:: SOURCE DATA

PR #3420, opened 2025-05-31
[bugfix] CommonDispatcher#dispatchCollectData may get `NullPointerException` if not a service discovery job

Rancho-7:
## What's changed?
in CommonDispatcher#dispatchCollectData , when `job.isSd()` is false,the condition `metricsSet == null` won't be checked before accessing `metricsSet`.

https://github.com/apache/hertzbeat/blob/63c187488f0b34701349d21931489f8cfefc964e/hertzbeat-collector/hertzbeat-collector-collector/src/main/java/org/apache/hertzbeat/collector/dispatch/CommonDispatcher.java#L301

This may lead to `NullPointerException`.
https://github.com/apache/hertzbeat/blob/63c187488f0b34701349d21931489f8cfefc964e/hertzbeat-collector/hertzbeat-collector-collector/src/main/java/org/apache/hertzbeat/collector/dispatch/CommonDispatcher.java#L305

## Checklist

## Add or update API

### DIFF
--- a/hertzbeat-collector/hertzbeat-collector-collector/src/main/java/org/apache/hertzbeat/collector/dispatch/CommonDispatcher.java
+++ b/hertzbeat-collector/hertzbeat-collector-collector/src/main/java/org/apache/hertzbeat/collector/dispatch/CommonDispatcher.java
@@ -298,7 +298,7 @@ public class CommonDispatcher implements MetricsTaskDispatch, CollectDataDispatc
                 }
             }
 
-            if (job.isSd() || metricsSet == null) {
+            if ( metricsSet == null || job.isSd() ) {
                 // The collection and execution of all metrics of this job are completed
                 // and the result listener is notified of the combination of all metrics data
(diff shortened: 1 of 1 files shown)


Calvin979:
@Rancho-7 Could you show the steps to reproduce this situation.
As I know, this problem can't be solve by switching their position in the coding
image
image
The results shown above are the same

Rancho-7:
Hi @Calvin979 You're right, this way can't fix the problem actually. Sorry for my misunderstanding. I tried reproducing it with the same way but couldn't - last time i saw this was by accident.

Calvin979:
> Hi @Calvin979 You're right, this way can't fix the problem actually. Sorry for my misunderstanding. I tried reproducing it with the same way but couldn't - last time i saw this was by accident.

Looking forward to your contribution!

Rancho-7:
Hi all, I'm planning to close this PR for now. I will reopen it once I figure out the root cause. Thanks!

Issue #3425, opened 2025-06-04
[BUG] <title>监控prometheus不能触发告警，版本：1.7.1


xudemo:
### Is there an existing issue for this?

- [x] I have searched the existing issues

### Current Behavior

可以正常监听到prometheus的数据，设置告警规则，告警中心一直收不到通知。

![Image](https://github.com/user-attachments/assets/551ec4a8-a9b9-4030-9fe8-a182af316b81)

![Image](https://github.com/user-attachments/assets/cce7e63a-115f-4acd-a81d-5bb6f30af309)

### Expected Behavior

根据告警规则，能触发告警通知

### Environment

```markdown
HertzBeat version(s):1.7
```

pwallk:
When adding Prometheus monitoring, the app will change to `_prometheus_` + monitorName, so it cannot match the rules

![Image](https://github.com/user-attachments/assets/0d708cba-3c3b-4c5b-a839-d5fc2398d430)

xudemo:
> When adding Prometheus monitoring, the app will change to `_prometheus_` + monitorName, so it cannot match the rules
> 
> ![Image](https://github.com/user-attachments/assets/0d708cba-3c3b-4c5b-a839-d5fc2398d430)

哥们，我需要如何修改，有解决方案吗？

pwallk:
> > When adding Prometheus monitoring, the app will change to `_prometheus_` + monitorName, so it cannot match the rules
> > ![Image](https://github.com/user-attachments/assets/0d708cba-3c3b-4c5b-a839-d5fc2398d430)
> 
> 哥们，我需要如何修改，有解决方案吗？

If you use `greptime` or `Victoria metrics`, you can temporarily use [Periodic Threshold](https://hertzbeat.apache.org/docs/help/alert_threshold/#scheduled-threshold)

xudemo:
> > > When adding Prometheus monitoring, the app will change to `_prometheus_` + monitorName, so it cannot match the rules
> > > ![Image](https://github.com/user-attachments/assets/0d708cba-3c3b-4c5b-a839-d5fc2398d430)
> > 
> > 
> > 哥们，我需要如何修改，有解决方案吗？
> 
> If you use `greptime` or `Victoria metrics`, you can temporarily use [Periodic Threshold](https://hertzbeat.apache.org/docs/help/alert_threshold/#scheduled-threshold)

可以给一个PromQL示例吗，我测试过多种写法都无法监听

[...]

PR #3434, opened 2025-06-05
[bugfix] Fix the issue where Prometheus RealTime Threshold is not eff…

Duansg:
## What's changed?

Please refer to:(#3425)

1、Because the monitor name was converted in `org.apache.hertzbeat.manager.service.impl.MonitorServiceImpl#addMonitor`
```
if (CommonConstants.PROMETHEUS.equals(monitor.getApp())) {
	appDefine.setApp(CommonConstants.PROMETHEUS_APP_PREFIX + monitor.getName());
}
```

2、And in `org.apache.hertzbeat.manager.service.impl.MonitorServiceImpl#addMonitor`, the label key: instance name is populated into the Job metadata.
```
Map<String, String> metadata = Map.of(CommonConstants.LABEL_INSTANCE_NAME, monitor.getName(), CommonConstants.LABEL_INSTANCE_HOST, monitor.getHost());
appDefine.setMetadata(metadata);
```

3、After the prometheus data has been collected, an alert needs to be sent to calculate whether the threshold is matched or not
```
// Send：
org.apache.hertzbeat.collector.dispatch.CommonDispatcher#dispatchCollectData(org.apache.hertzbeat.common.timer.Timeout, org.apache.hertzbeat.common.entity.job.Metrics, java.util.List<org.apache.hertzbeat.common.entity.message.CollectRep.MetricsData>)

// Calculate：
org.apache.hertzbeat.alert.calculate.RealTimeAlertCalculator#calculate
->
String app = metricsData.getApp();
// Filter thresholds by app, metrics, labels and instance  
thresholds = filterThresholdsByAppAndMetrics(thresholds, app, metrics, labels, instance, priority);  
if (thresholds.isEmpty()) {  
    return;  
}
```

4、The problem lies in the conversion in step 1, and I considered changing the page to backfill the monitor name, but then realized that it doesn't make sense.

I think a reasonable approach is to use (PROMETHEUS_APP_PREFIX + job metadata instanceName) to check if the current monitor is compatible. If it is, directly replace it with prometheus; if not, keep it as is

```
String app = metricsData.getApp();  
if ((CommonConstants.PROMETHEUS_APP_PREFIX + instanceName).equals(metricsData.getApp())) {  
    app = CommonConstants.PROMETHEUS;  
}
```

5、This is done for several reasons:
1. For multiple monitor jobs, each is isolated by a separate MetricsCollect.
2. Therefore, the data collected by each MetricsCollect is sent to alert using the instance name of the current job
3. For the calculation logic, it also determines whether a single job matches the calculation. Even when the threshold rule is associated with multiple monitoring configurations, since instanceId is treated as "or," it only requires the instance name (app) to remain consistent.

I haven't been familiar with the project for long; these are some of my thoughts and changes. Please let me know if anything is incorrect.
iShot_2025-06-05_22 45 30
iShot_2025-06-05_22 45 05
iShot_2025-06-05_22 44 31

## Checklist

## Add or update API

### DIFF
--- a/hertzbeat-alerter/src/main/java/org/apache/hertzbeat/alert/calculate/RealTimeAlertCalculator.java
+++ b/hertzbeat-alerter/src/main/java/org/apache/hertzbeat/alert/calculate/RealTimeAlertCalculator.java
@@ -139,6 +139,9 @@ public class RealTimeAlertCalculator {
         String instanceHost = metricsData.getInstanceHost();
         String app = metricsData.getApp();
         String metrics = metricsData.getMetrics();
+        if ((CommonConstants.PROMETHEUS_APP_PREFIX + instanceName).equals(metricsData.getApp())) {
+            app = CommonConstants.PROMETHEUS;
+        }
         int priority = metricsData.getPriority();
         int code = metricsData.getCode().getNumber();
         Map<String, String> labels = metricsData.getLabels();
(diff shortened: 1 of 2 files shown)


pwallk (approved):
lgtm

PR #105, opened 2021-01-25
add docs build env specifying theme version

eharkins:
following pattern of other subprojects

### DIFF
--- a/.gitignore
+++ b/.gitignore
@@ -1,6 +1,5 @@
 *.pyc
 __pycache__/
-environment*
 
 # Package build dirs
 /build/
--- a/doc/environment.yml
+++ b/doc/environment.yml
@@ -1,0 +1,12 @@
+name: cli-docs
+channels:
+  - defaults
+dependencies:
+  - make
+  - recommonmark
+  - sphinx
+  - pip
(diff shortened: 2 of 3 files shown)


tsibley (changes requested):
Ah, I think you might have missed the existing `.readthedocs.yml` file (note the leading dot) and corresponding `.readthedocs-requirements.txt` file, which already specifies the theme version. Dev requirements like this flow from `setup.py` → Pipenv (`Pipfile` + `Pipfile.lock`), and then for RTD from Pipenv → `.readthedocs-requirements.txt`, which is used in a `pip install` by `.readthedocs.yml`.

I would like to ditch Pipenv (which these days causes more headache than help compared to 2y ago) sooner than later, but I don't want to add yet another dep management tool (Conda) to the mix right now.

eharkins:
My mistake! I think I was mostly trying to address a perceived issue where I wasn't getting the CLI docs with the most recent nextstrain sphinx theme version, but that must have been when building them locally due to my misunderstanding of the build environment configuration, since it seems to be up to date at https://docs.nextstrain.org/projects/cli/en/latest/

PR #115, opened 2021-03-08
Login, take two

tsibley:
Login and logout commands for authenticating with nextstrain.org. This PR lays the foundation for other commands to make authenticated requests to nextstrain.org's APIs, however, currently no commands make such requests.

All the details are in the commit messages. The best overview is 296a82aaf395adba3a13899d8e9651da4fcdc53f.

Supersedes https://github.com/nextstrain/cli/pull/92, where a lot of design discussion took place.

Todo (but not blocking initial review):

- [x] Support initial login credentials from the environment (`NEXTSTRAIN_USERNAME`, `NEXTSTRAIN_PASSWORD`) instead of prompting, to support automated environments like CI builds.


trvrb:
Thanks Tom! This is amazing. I like this from a user perspective and confirmed it was as intended with my account.

The general strategy seems smart, but I don't have have any expert insight into how to securely manage credentials.

huddlej (approved):
This "worked" for me (as someone who doesn't have a Nextstrain account) in that all the new commands behaved as expected. The code all generally looks good, too, although like Trevor I can't comment on the credential management aspects.

tsibley:
@trvrb @huddlej Thanks for taking a look! I'm mostly looking for feedback on the UI/UX and overall organization/approach of the code, so glad that seems good. The credentials management itself is comparable to other tools, and I think fine.

I did just repush to remove the group read permissions from the secrets file (leaving it `u=rw,go=`), as upon further consideration other tools (like ssh) do this as well. The rebase also resolves some conflicts subsequently introduced on master.

My thought is to merge this now (once CI passes again), even though nothing is making use of it yet. Some folks may notice it and wonder about it, but I think that's fine.

jameshadfield:
> My thought is to merge this now (once CI passes again), even though nothing is making use of it yet. Some folks may notice it and wonder about it, but I think that's fine.

Seems good to me. I'll try out the commands (UI/UX) now if you can hold off for a bit longer...

tsibley:
@jameshadfield Yes! There's no rush (other than the nice feeling of merging a bunch of work :-).

jameshadfield:
The login/logout/whoami commands worked as expected 💯 

### UI / UX comments

* There's probably going to be some confusion from people who have been using `nextstrain remote upload...` for groups, which use IAM credentials from the environment not cognito usernames, who try to use these credentials as logins. There are few enough groups that this could be managed on a case-by-case basis, as I imagine checking if a username is actually an IAM access key is a bit too much. 
* I've gotten in the habit of running `--help-all` instead of `--help` (for the CLI, i'm not aware of other software which uses this split), so it'd be nice if that would work for commands like `nextstrain login` etc, even if the output was identical to `--help`. 


### Install troubles

Perhaps unrelated to this PR as I was upgrading from an older version of the CLI on this machine, but when re-installing the cli (to ensure deps up to date) I got the following warning:
```
$ pip install -e .[dev]
...
botocore 1.19.52 has requirement urllib3<1.27,>=1.25.4; python_version != "3.4", but you'll have urllib3 1.24 which is incompatible.
```

Which then resulted in a broken CLI:
```
$ nextstrain --help
  File "/Users/naboo/miniconda3/envs/nextstrain-cli/lib/python3.7/site-packages/pkg_resources/__init__.py", line 578, in _build_master
    ws.require(__requires__)
  File "/Users/naboo/miniconda3/envs/nextstrain-cli/lib/python3.7/site-packages/pkg_resources/__init__.py", line 895, in require
    needed = self.resolve(parse_requirements(requirements))
  File "/Users/naboo/miniconda3/envs/nextstrain-cli/lib/python3.7/site-packages/pkg_resources/__init__.py", line 786, in resolve
    raise VersionConflict(dist, req).with_context(dependent_req)
pkg_resources.ContextualVersionConflict: (urllib3 1.24 (/Users/naboo/miniconda3/envs/nextstrain-cli/lib/python3.7/site-packages), Requirement.parse('urllib3<1.27,>=1.25.4; python_version != "3.4"'), {'botocore'})
```

The piplock pins this to `urllib3==1.26.3` but since I don't use pipenv I ended up added the following to `setup.py` to get things working

```py
        "requests == 2.25.1", # previously unpinned which gave me v2.20 which demands urllib3 < 1.24
        "urllib3 == 1.26.3", # same as in pip.lock
 ```

tsibley:
> There's probably going to be some confusion from people who have been using `nextstrain remote upload...` for groups, which use IAM credentials from the environment not cognito usernames, who try to use these credentials as logins. There are few enough groups that this could be managed on a case-by-case basis, as I imagine checking if a username is actually an IAM access key is a bit too much.

Agreed there may be confusion here for the current "early adopters" of Groups.

Agreed it's likely too much to call the AWS STS [`GetAccessKeyInfo` method](https://docs.aws.amazon.com/STS/latest/APIReference/API_GetAccessKeyInfo.html) for each username given (and doing so would presume available AWS credentials), but it'd be plausible to add a heuristic based on the given username matching something like `/^A[KS]IA[A-Za-z0-9]{12,}$/`.

That said, I'm not sure it's worth the extra effort here, for what would probably be a one-time confusion for at max a dozen or two people. It'd be fairly easy to add, I think, so maybe even a little confusion-avoided is worth it. Thoughts?

> I've gotten in the habit of running `--help-all` instead of `--help` (for the CLI, i'm not aware of other software which uses this split), so it'd be nice if that would work for commands like `nextstrain login` etc, even if the output was identical to `--help`.

Mmm, that's a reasonable request. Good idea and doable. I've opened https://github.com/nextstrain/cli/issues/117.

(The `--help` / `--help-all` split is one I've encountered a few times over the years (sometimes with a naming variation), though I don't have examples on-hand to point to. I would like to keep it, as it simplifies the interface for most users.)

> Perhaps unrelated to this PR as I was upgrading from an older version of the CLI on this machine, but when re-installing the cli (to ensure deps up to date) I got the following warning:

Can you provide:

1. The older version of the CLI you were upgrading from?
2. The version of pip in your Conda env?

The transitive dep resolution around `botocore` is more than a bit fraught because of some of the choices of our direct dependencies, but I haven't seen this particular issue before and can't reproduce locally with some basic attempts.

tsibley:
It seems as if pip didn't want to upgrade an existing package despite a req for a newer version, which is confusing. I wonder if you needed to pass the `--upgrade` flag to `pip install` to allow it to upgrade transitive deps? (While I know how `--upgrade` affects direct packages, I'm not sure of the exact impact on transitive deps.)

jameshadfield:
Re: confusion of early adopters. I think this can be overcome with clear documentation, rather than code changes. When we publicise this, presumably when the first functions start to take advantage (`nextstrain remote`?), we can make a special note of this. If some people make the mistake, then we can deal with it on a case-by-case basis. 

Re: install issues. This was in a rather out-of-date conda environment, and I don't mean for it to block merging of this PR at all. However if we run into these things then I imagine others will too! I was using a conda environment with python 3.7, pip 18.1, nextstrain-cli v1.x (don't remember which exactly, perhaps 1.16).

tsibley:
> I think this can be overcome with clear documentation, rather than code changes.

:+1: 

> However if we run into these things then I imagine others will too! I was using a conda environment with python 3.7, pip 18.1, nextstrain-cli v1.x (don't remember which exactly, perhaps 1.16).

Yeah, quite possibly! Thanks for the details; I think they may be helpful in troubleshooting the issue if we see it again. (I'm not going to try to reproduce right now, though.)

PR #134, opened 2021-11-03
Adjust deps to avoid incompatible versions of s3fs and aiobotocore

### LINKED ISSUE #133: [batch] Unable to submit builds when installed with latest aiobotocore
**Current Behavior**  
Throws an `AttributeError: module 'aiobotocore' has no attribute 'AioSession'` during upload of the workdir to S3, causing cascading failures.

[First observed](https://bedfordlab.slack.com/archives/CTZKJC7PZ/p1635927498059100) in our ncov-ingest runs ([example](https://github.com/nextstrain/ncov-ingest/runs/4088163851?check_suite_focus=true#step:3:15)). [Workaround for that repo](https://github.com/nextstrain/ncov-ingest/pull/227).

https://github.com/nextstrain/ncov-ingest/pull/227#issuecomment-959776198 has the best summary of what's happening with pip's dep resolution and the dep declarations of nextstrain-cli/s3fs/fsspec/aiobotocore.

**Expected behavior**  
It works.

**How to reproduce**  
```
mkdir /tmp/venv
python3 -m venv /tmp/venv
source /tmp/venv/bin/activate
pip install --upgrade pip setuptools wheel
pip install nextstrain-cli
nextstrain build --aws-batch zika-tutorial
```

**Possible solution**  
TKTK.

tsibley:
Affects fresh installs of nextstrain-cli with the latest aiobotocore
version, 2.0.0.

The latest aiobotocore, 2.0.0, does not fulfill the dep declarations of
the latest s3fs, 2021.10.1.  As a result, pip fulfills our s3fs dep with
2021.7.0 instead, which while declared to be compatible with
aiobotocore>=1.4.1 is not actually compatible in practice.  The result
is a runtime AttributeError on AioSession during upload to S3 in
`nextstrain build --aws-batch`.

When our previous deps on s3fs and aiobotocore[boto3] were introduced,
s3fs did not yet support its own [boto3] extra.  It does now, which
means we can let it declare the aiobotocore[boto3] dep itself and not
end up with conflicting dep declarations.  This results in fresh
installs using an older version of aiobotocore (1.4.x), but that's what
we want since it works.  Good to get the transitive dep out of our
declarations too.

Still a mess.  Dependencies are hard.

Resolves #133.


joverlee521:
Does this change also require updating `.readthedocs-requirements.txt`?

tsibley:
Yeah, doing so locally but got distracted by this meeting. ;-)

tsibley:
@joverlee521 Oh man, that was a journey I didn't want to take, but this PR should now be passing all CI. orz

joverlee521 (approved):
Thank you for working through this @tsibley 
Pipenv really hasn't helped with our dependency hell (in SFS or here) 🙈

PR #140, opened 2022-01-20
Docs and --help integration

tsibley:
Organizational and process improvements to the RTD docs and `--help` output and better integration between the two.

Original impetus for this was firmer ground for writing docs and help for the `nextstrain remote` family of commands' second supported remote (nextstrain.org) in addition to the existing S3 remote. In the process made some organizational/table of contents changes as well as I thought more about how to best present this information.

Details in the commit messages, as usual.


jameshadfield:
Built docs here: https://nextstrain--140.org.readthedocs.build/projects/cli/en/140/

doc/index.rst
```diff
@@ -19,14 +19,38 @@ across computing environments such as `Docker <https://docker.com>`__, `Conda
     :doc:`docs:tutorials/running-a-workflow` tutorial first and then come back
     here.
 
+
```
jameshadfield, line 22: I'm not sure a TOC is necessary on the splash page, but if so I'd recommend the "Big Picture" section to be lifted above the TOC as it's getting buried at the moment.

jameshadfield (changes requested):
Looks good Tom - I only reviewed the docs reorganisation, not all the sphinx / parsing work. Would you mind explaining what's going on there in a sentence or two? 

I'd push back on commit babf294ee3968ce86dfc7b747c9d683c6f012754 ("We can't stuff all the information we'd want into --help..."). As we are in the process of modifying how authn works, it'd be nice to keep surfacing via `--help` that AWS keys are what's used. Additionally, I'd suggest adding a brief sentence to login/logout that they are _not_ currently used for authn (unless, of course, they are and I've missed that feature release!).

doc/index.rst
tsibley: Yeah. When I was working on these changes, I thought about moving the "Big Picture" diagram up because it's definitely buried now. But I realized it's a bit out of date, so I didn't want to make it more prominent yet. The doc home page here could definitely use some more improvements such as that and more consideration of what's presented (e.g. TOC or no TOC). Agreed that a full TOC may not be necessary, but also the current "Commands" TOC on the home page is used as the [target of a redirect](https://github.com/nextstrain/cli/blob/75afe1227449603db8e4a0799a227c88be5e990d/doc/redirects.yaml#L11-L17) for the old `doc/commands/index.rst` page. Anyway, I wanted to postpone a full home page rework for now.

tsibley:
> Looks good Tom - I only reviewed the docs reorganisation, not all the sphinx / parsing work. Would you mind explaining what's going on there in a sentence or two? I got lost with all the rst / plain text stuff.

Command descriptions appear in both `--help` output and online doc pages. Previously, `--help` displayed the raw description as-is while the online doc pages rendered the description as rST → HTML (using Sphinx + Docutils). Descriptions had to balance between using rST syntax to improve the online pages and still keeping the `--help` output readable. Now, `--help` renders the description as rST → plain text (using Docutils, sans Sphinx).

(I've added this explanation to f9dfe4b.)

> I'd push back on commit [babf294](https://github.com/nextstrain/cli/commit/babf294ee3968ce86dfc7b747c9d683c6f012754) ("We can't stuff all the information we'd want into --help..."). As we are in the process of modifying how authn works, it'd be nice to keep surfacing via `--help` that AWS keys are what's used. Additionally, I'd suggest adding a brief sentence to login/logout that they are _not_ currently used for authn (unless, of course, they are and I've missed that feature release!).

Hmm. The support for nextstrain.org as a remote is forthcoming and builds upon this PR's branch. Maybe it makes more sense to leave the `nextstrain remote --help` as-is for now and make the changes in the next PR along with the nextstrain.org remote docs. I think I'll do that.

doc/index.rst
```diff
@@ -2,32 +2,55 @@
...
-as `Docker <https://docker.com>`__, `Conda
+.. hint::
+   This is reference documentation for the Nextstrain CLI (command-line
+   interface).  If you're just getting started with Nextstrain, please see
+   :doc:`our general documentation <docs:index>` instead.
+
+The Nextstrain CLI is a program called ``nextstrain``.  It aims to provide a
+consistent way to run and visualize pathogen builds and access Nextstrain
+components like :doc:`Augur <augur:index>` and :doc:`Auspice <auspice:index>`
+across computing environments such as `Docker <https://docker.com>`__, `Conda
```
victorlin, line 13: [runtime](https://docs.nextstrain.org/en/latest/reference/glossary.html#term-runtime)?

::::

### THE TASK
Please report all lines in the entries where "theme" appears.

### ANSWER BOX
add docs build env specifying theme version
Ah, I think you might have missed the existing `.readthedocs.yml` file (note the leading dot) and corresponding `.readthedocs-requirements.txt` file, which already specifies the theme version. Dev requirements like this flow from `setup.py` → Pipenv (`Pipfile` + `Pipfile.lock`), and then for RTD from Pipenv → `.readthedocs-requirements.txt`, which is used in a `pip install` by `.readthedocs.yml`.
My mistake! I think I was mostly trying to address a perceived issue where I wasn't getting the CLI docs with the most recent nextstrain sphinx theme version, but that must have been when building them locally due to my misunderstanding of the build environment configuration, since it seems to be up to date at https://docs.nextstrain.org/projects/cli/en/latest/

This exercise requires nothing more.